-------- MATERIAL FOR THIS TASK
PR #2192, opened 2021-04-07
Add Jira attach operation

DWSR:
##### SUMMARY
Adds the `attach` operation to the `web_infrastructure.jira` module,
which allows a user to attach a file to an issue. The user can supply
either the path to a file, which will be read from storage, or a file
name and content (as bytes).

##### ISSUE TYPE
Feature Pull Request

##### COMPONENT NAME
`community.general.web_infrastructure.jira`

##### ADDITIONAL INFORMATION
N/A

### DIFF
--- a/changelogs/fragments/2192-add-jira-attach.yml
+++ b/changelogs/fragments/2192-add-jira-attach.yml
@@ -1,0 +1,2 @@
+minor_changes:
+  - jira - added ``attach`` operation, which allows a user to attach a file to an issue (https://github.com/ansible-collections/community.general/pull/2192).
--- a/plugins/modules/web_infrastructure/jira.py
+++ b/plugins/modules/web_infrastructure/jira.py
@@ -5,6 +5,7 @@
 # Atlassian open-source approval reference OSR-76.
 #
 # (c) 2020, Per Abildgaard Toft <per@minfejl.dk> Search and update function
+# (c) 2021, Brandon McNama <brandonmcnama@outlook.com> Issue attachment functionality
 #
 # GNU General Public License v3.0+ (see COPYING or https://www.gnu.org/licenses/gpl-3.0.txt)
 
@@ -29,7 +30,7 @@ options:
     type: str
     required: true
     aliases: [ command ]
-    choices: [ comment, create, edit, fetch, link, search, transition, update ]
+    choices: [ attach, comment, create, edit, fetch, link, search, transition, update ]
     description:
       - The operation to perform.
 
@@ -162,6 +163,31 @@ options:
     default: true
     type: bool
 
+  attachment:
+    type: dict
+    version_added: 2.5.0
+    description:
+      - Information about the attachment being uploaded.
+    suboptions:
+      filename:
+        required: true
+        type: path
+        description: >
+          The path to the file to upload (from the remote node) or, if I(content) is specified,
+          the filename to use for the attachment
+      content:
+        required: false
+        type: str
+        description: >
+          The Base64 encoded contents of the file to attach. If not specified, the contents of I(filename) will be
+          used instead.
+      mimetype:
+        required: false
+        type: str
+        description: >
+          The MIME type to supply for the upload. If not specified, best-effort detection will be
+          done.
+
 notes:
   - "Currently this only works with basic-auth."
   - "To use with JIRA Cloud, pass the login e-mail as the I(username) and the API token as I(password)."
@@ -169,6 +195,7 @@ notes:
 author:
 - "Steve Smith (@tarka)"
 - "Per Abildgaard Toft (@pertoft)"
+- "Brandon McNama (@DWSR)"
 """
 
 EXAMPLES = r"""
@@ -310,10 +337,26 @@ EXAMPLES = r"""
       resolution:
         name: Done
       description: I am done! This is the last description I will ever give you.
+
+# Attach a file to an issue
+- name: Attach a file
+  community.general.jira:
+    uri: '{{ server }}'
+    username: '{{ user }}'
+    password: '{{ pass }}'
+    issue: HSP-1
+    operation: attach
+    attachment:
+      filename: topsecretreport.xlsx
 """
 
 import base64
+import binascii
 import json
+import mimetypes
+import os
+import random
+import string
 import sys
 import traceback
 
@@ -325,8 +368,17 @@ from ansible.module_utils.basic import AnsibleModule
 from ansible.module_utils.urls import fetch_url
 
 
-def request(url, user, passwd, timeout, data=None, method=None):
-    if data:
+def request(
+    url,
+    user,
+    passwd,
+    timeout,
+    data=None,
+    method=None,
+    content_type='application/json',
+    additional_headers=None
+):
+    if data and content_type == 'application/json':
         data = json.dumps(data)
 
     # NOTE: fetch_url uses a password manager, which follows the
@@ -337,9 +389,18 @@ def request(url, user, passwd, timeout, data=None, method=None):
     # inject the basic-auth header up-front to ensure that JIRA treats
     # the requests as authorized for this user.
     auth = to_text(base64.b64encode(to_bytes('{0}:{1}'.format(user, passwd), errors='surrogate_or_strict')))
-    response, info = fetch_url(module, url, data=data, method=method, timeout=timeout,
-                               headers={'Content-Type': 'application/json',
-                                        'Authorization': "Basic %s" % auth})
+
+    headers = {}
+    if isinstance(additional_headers) == dict:
+        headers = additional_headers.copy()
+    headers.update({
+        "Content-Type": content_type,
+        "Authorization": "Basic %s" % auth,
+    })
+
+    response, info = fetch_url(
+        module, url, data=data, method=method, timeout=timeout, headers=headers
+    )
 
     if info['status'] not in (200, 201, 204):
         error = None
@@ -365,8 +426,8 @@ def request(url, user, passwd, timeout, data=None, method=None):
     return {}
 
 
-def post(url, user, passwd, timeout, data):
-    return request(url, user, passwd, timeout, data=data, method='POST')
+def post(url, user, passwd, timeout, data, content_type='application/json', additional_headers=None):
+    return request(url, user, passwd, timeout, data=data, method='POST', content_type=content_type, additional_headers=additional_headers)
 
 
 def put(url, user, passwd, timeout, data):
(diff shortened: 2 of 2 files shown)


felixfontein:
CC @russoz

changelogs/fragments/2192-add-jira-attach.yml
```diff
@@ -0,0 +1,2 @@
+minor_changes:
+  - web_infrastructure.jira - Added `attach` operation, which allows a user to attach a file to an issue.
```
felixfontein, line 2:
```suggestion
  - jira - added ``attach`` operation, which allows a user to attach a file to an issue (https://github.com/ansible-collections/community.general/pull/2192).
```

plugins/modules/web_infrastructure/jira.py
```diff
@@ -149,6 +150,32 @@
     default: true
     type: bool
 
+  attachment:
+    type: dict
```
felixfontein, line 154:
```suggestion
    type: dict
    version_added: 2.5.0
```

plugins/modules/web_infrastructure/jira.py
```diff
@@ -149,6 +150,32 @@
...
+    required: false
```
felixfontein, line 155: Please leave `required: false` away (also below).
```suggestion
```

plugins/modules/web_infrastructure/jira.py
```diff
@@ -149,6 +150,32 @@
...
+    aliases: [file]
```
felixfontein, line 156:
```suggestion
```
I would avoid adding aliases that are not really necessary.

plugins/modules/web_infrastructure/jira.py
```diff
@@ -149,6 +150,32 @@
...
+    description:
+      - Information about the attachment being uploaded
```
felixfontein, line 158:
```suggestion
      - Information about the attachment being uploaded.
```

plugins/modules/web_infrastructure/jira.py
```diff
@@ -149,6 +150,32 @@
...
+    suboptions:
+      filename:
+        required: true
+        type: str
+        description: >
+          The path to the file to upload (from the remote node) or, if C(content) is specified,
```
felixfontein, line 164:
```suggestion
          The path to the file to upload (from the remote node) or, if I(content) is specified,
```
(See https://docs.ansible.com/ansible/latest/dev_guide/developing_modules_documenting.html#linking-and-other-format-macros-within-module-documentation)

plugins/modules/web_infrastructure/jira.py
```diff
@@ -149,6 +150,32 @@
...
+          the filename to use for the attachment
+      content:
+        required: false
+        type: bytes
+        description: >
+          The contents of the file to attach. If not specified, the contents of C(filename) will be
```
felixfontein, line 170:
```suggestion
          The contents of the file to attach. If not specified, the contents of I(filename) will be
```

plugins/modules/web_infrastructure/jira.py
```diff
@@ -460,13 +519,79 @@ def link(restbase, user, passwd, params):
...
 def main():
 
     global module
     module = AnsibleModule(
         argument_spec=dict(
+            attachment=dict(type='dict', default=None, aliases=['file'], options=dict(
+                content=dict(type='bytes', default=None),
+                filename=dict(type='str', required=True),
+                mimetype=dict(type='str', default=None)
+            )),
```
felixfontein, line 592: You probably want:
```suggestion
            ), mutually_exclusive=[('content', 'filename')], required_one_of=[('content', 'filename')]),
```

felixfontein:
I've now merged #1978 which causes conflicts for this PR.

plugins/modules/web_infrastructure/jira.py
```diff
@@ -149,6 +150,32 @@
...
+  attachment:
+    type: dict
+    required: false
+    aliases: [file]
+    description:
+      - Information about the attachment being uploaded
+    suboptions:
+      filename:
+        required: true
+        type: str
```
russoz, line 162: Being a file path, I would rather go with 
```suggestion
        type: path
```
instead.

plugins/modules/web_infrastructure/jira.py
```diff
@@ -460,13 +519,79 @@ def link(restbase, user, passwd, params):
...
+
+    if not os.path.isfile(filename):
+        raise ValueError('The provided filename does not exist: %s' % filename)
+
+    content_type, data = _prepare_attachment(filename, content, mime)
+
+    url = restbase + '/issue/' + params['issue'] + '/attachments'
+    return True, post(
+        url, user, passwd, params['timeout'], data, content_type=content_type,
+        additional_headers={"X-Atlassian-Token": "no-check"}
```
russoz, line 537: hi @DWSR is that a specific requirement for uploading files?

plugins/modules/web_infrastructure/jira.py
```diff
@@ -460,13 +519,79 @@ def link(restbase, user, passwd, params):
...
+    def escape_quotes(s):
+        return s.replace('"', '\\"')
+
+    boundary = "".join(random.choice(string.digits + string.ascii_letters) for i in range(30))
+    name = to_native(os.path.basename(filename))
+
+    if not mime_type:
+        try:
+            mime_type = mimetypes.guess_type(filename or '', strict=False)[0] or 'application/octet-stream'
+        except BaseException:
```
russoz, line 560: It would probably be a better idea to handle a more specific exception. For instance, if the user presses ^C while the code is in there, all that will happen is setting mime type to octet-steam.

russoz:
I can't help thinking that maybe, instead of adding a new operation, we should add the attachment feature to `create` and `edit`. @DWSR what do you think?

plugins/modules/web_infrastructure/jira.py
----------------
▶ [WHAT IS EXPECTED]
Show the lines of the entries that include the string "import", copying each in full.

▶ [EXPECTED OUTPUT]
 import base64
+import binascii
 import json
+import mimetypes
+import os
+import random
+import string
 import sys
 import traceback
@@ -325,8 +368,17 @@ from ansible.module_utils.basic import AnsibleModule
 from ansible.module_utils.urls import fetch_url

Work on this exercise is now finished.